[Given records]:
PR #2030, opened 2026-08-18
feat(capacity-provider): add capacity-provider resource (Journey 1)

xxuam:
## Description

  Adds the `capacity-provider` resource — a customer-managed pool of AWS-managed
  EC2 compute that agent runtimes can run on instead of the default managed fleet.

  Changes:
  - **`CapacityProviderPrimitive`** (create/remove) with CLI flags (`--name`,
    `--operator-role-arn`, `--subnets`, `--security-groups`, `--os`,
    `--instance-types`, `--volume`/`--volume-encrypted`/`--volume-kms-key`,
    `--instance-profile-arn`, `--idle-instance-timeout`, `--max-lifetime`,
    `--description`).
  - **Zod schema** for the capacity-provider spec (nested compute/VPC/volume/
    lifecycle config), added to the project spec.
  - **Interactive TUI** — add wizard and remove picker.
  - **Telemetry** — add/remove command-run instrumentation + `OperatingSystem` enum.
  - **Deploy/status plumbing** — CloudFormation output parsing, deployed-state
    schema, preflight empty-project guard (so a CP-only project isn't misread as a
    teardown), and `ResourceGraph` rendering.
  - **Docs** (AGENTS.md, README, docs/commands.md) and integration tests.

  This is the CLI half of Capacity Provider Journey 1 (create/remove a standalone
  capacity provider). The `AgentCoreCapacityProvider` L3 construct lands in a
  companion PR in aws/agentcore-l3-cdk-constructs.

  The `@aws/agentcore-cdk` pin stays at `0.1.0-alpha.45` in this PR until the L3
  construct publishes a new alpha; a follow-up commit bumps it.

  ## Related Issue

  Closes #

  ## Documentation PR

  

  ## Type of Change

  - [x] New feature

  ## Testing

  Ran the full unit suite (6128 passing) and integration suite (344 passing,
  including `integ-tests/add-remove-capacity-provider.test.ts` which exercises
  add → inspect JSON → remove against the real CLI binary). Also live-validated
  the full create → deploy → update → remove lifecycle against real AWS.

  - [x] I ran `npm run lint`

  ## Checklist

### DIFF
--- a/src/cli/commands/remove/command.tsx
+++ b/src/cli/commands/remove/command.tsx
@@ -27,6 +27,7 @@ async function handleRemoveAll(options: RemoveAllOptions): Promise<RemoveResult>
       for (const e of current.evaluators ?? []) items.push(`evaluator: ${e.name}`);
       for (const g of current.agentCoreGateways ?? []) items.push(`gateway: ${g.name}`);
       for (const pe of current.policyEngines ?? []) items.push(`policy-engine: ${pe.name}`);
+      for (const cp of current.capacityProviders ?? []) items.push(`capacity-provider: ${cp.name}`);
       return {
         success: true,
         message: items.length > 0 ? `Would remove: ${items.join(', ')}` : 'Nothing to remove',
@@ -84,6 +85,7 @@ async function handleRemoveAll(options: RemoveAllOptions): Promise<RemoveResult>
       harnesses: [],
       datasets: [],
       payments: [],
+      capacityProviders: [],
     });
 
     // Preserve aws-targets.json and deployed-state.json so that
--- a/src/cli/operations/deploy/preflight.ts
+++ b/src/cli/operations/deploy/preflight.ts
@@ -112,6 +112,7 @@ export async function validateProject(selectedTarget?: AwsDeploymentTarget): Pro
   // Check for gateways in agentcore.json
   const hasGateways = projectSpec.agentCoreGateways && projectSpec.agentCoreGateways.length > 0;
   const hasPayments = projectSpec.payments && projectSpec.payments.length > 0;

[Work item]: Find the word "options" in the material, then list each line that holds it.

[Written solution]:
@@ -27,6 +27,7 @@ async function handleRemoveAll(options: RemoveAllOptions): Promise<RemoveResult>
@@ -84,6 +85,7 @@ async function handleRemoveAll(options: RemoveAllOptions): Promise<RemoveResult>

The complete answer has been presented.